Because its business plan calls for this sort of technology transfer, Kalypsys is building more than a machine: it’s building a gateway between basic research and drug development. It will give a new community of scientists unparalleled access to the world’s most advanced tools for probing the genome. Those tools could eventually change the way science and drug discovery are done. After the tour, Tisminezky is careful to set the security alarm as he leaves the facility and steps out into the setting sun.

New Genes, New Drugs

If Kalypsys is building the gateway, then NIH is the gatekeeper. From the fourth floor of NIH’s building 31, Francis Collins’s office looks out over the institute’s tree-lined campus in Bethesda, MD. It is a sweltering August day. Pictures of Collins and his family, his diplomas, and countless awards line the walls and shelves. But Collins is nowhere to be found.

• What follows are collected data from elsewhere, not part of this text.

PR #995, opened 2026-05-20
[BIT-8351] Support Xcode 26 Swiftui rendering changes affecting session replay

ArielDemarco:
# Overview
iOS 26 moved several SwiftUI rendering internals from `UIView` subclasses to pure `CALayer` objects. The existing traversal only walked `UIView` subviews, so those elements became invisible in replay captures.

### DIFF
--- a/platform/swift/source/replay/Replay.swift
+++ b/platform/swift/source/replay/Replay.swift
@@ -43,10 +43,16 @@ package final class Replay {
     ///            more information about the bytes structure.
     package func capture() -> Data {
         let startTime = CFAbsoluteTimeGetCurrent()
+        let result = self.capture(windows: UIApplication.shared.sessionReplayWindows())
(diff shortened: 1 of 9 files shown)


platform/swift/source/replay/Replay.swift
```diff
@@ -82,6 +87,15 @@ package final class Replay {
     private func traverse(into buffer: inout Data, parent: UIView, parentPosition: CGPoint, clipTo: CGRect,
                           ignoreViewType: Bool = false)
     {
+        // iOS 26+ (liquid glass): orphan CALayers (not backed by a UIView) must be traversed before
```
Reflejo, line 90: can we gate this to ios 26 maybe? so we don't add layers for all other cases?

ArielDemarco: Done!

Reflejo (approved):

It seems he has passed the day-to-day direction of what could be called the Human Genome Project, Act Two, to his deputies. In walks the Chemical Genomics Center’s Austin with Jim Inglese, who is second in command and likewise a former Merck researcher. In a dress shirt and slacks, Austin has a casual air that belies the depth of his experience in genomics and drug discovery. He makes football analogies about where the “handoff” should occur between academic research and industrial drug development. He refers to Collins as “king” and “big guy.” He jokes that he chose Kalypsys because of the San Diego weather.

When the talk turns to the NIH initiative, though, Austin is all business, armed with charts and timelines to make his points. “The question of the day is, how do you make functional and therapeutic sense of the whole human genome?” he says. “It takes time and capital. Academia has time but lacks capital. Pharma has capital but no time.” The right technology, he says, could change the terms of that equation. Once the NIH-funded network is up and running (Austin plans to fund five or six centers by next year), academic groups will compete for the opportunity to use the Kalypsys machines and other screening technologies – gaining capabilities previously reserved to industry.

That could lead to a wider variety of drug compounds for industry to work on, says Inglese, an expert on biomolecular screening. Instead of chasing frivolous cash cows like anti-impotence pills, companies might be able to derive huge benefits from developing treatments for cancer, diseases of the immune system, and other ailments. And because the new drugs will be based on small molecules, scientists know they will work, instead of knowing that they should work, as is the case with many large-molecule biotech drugs in development.

But Austin and Inglese bristle at the suggestion that their initiative signals a government move into drug development. They maintain that companies will still do the vast majority of the work needed to refine and develop drugs. Instead, what the NIH effort seems to demonstrate is that the border between basic science and technology development is shifting. Perhaps that shift is overdue; the biotech industry, for one, has suffered from premature efforts to translate molecular biology into useful therapies.

Whatever the implications, this follow-up to the genome project is near and dear to Collins. Big questions remain, he says: “How does the one-dimensional genome function in four-dimensional space and time? How does that go wrong? What can be done to fix it?” Asked to predict how the effort will play out, Collins answers as both a scientist and a physician. “In a decade, we’ll learn a substantial amount about how genes work together and how a cell does what it does,” he says. “We’ll understand the hereditary contribution to diseases such as diabetes and mental illness.”

Will this new marriage of genomic science and drug discovery be a happy one? What bodes well for it is that, ultimately, the two disciplines have a common goal. Back at Kalypsys, McKearn is gathering himself for an off-site meeting. One might ask, in the end, what is really special about what he’s doing. “The end customer for us is the patient,” he says. “We can touch the lives of millions of people in a way that’s unparalleled. That’s what’s keeping us going. We’re not in it for the glory. It’s a quest.”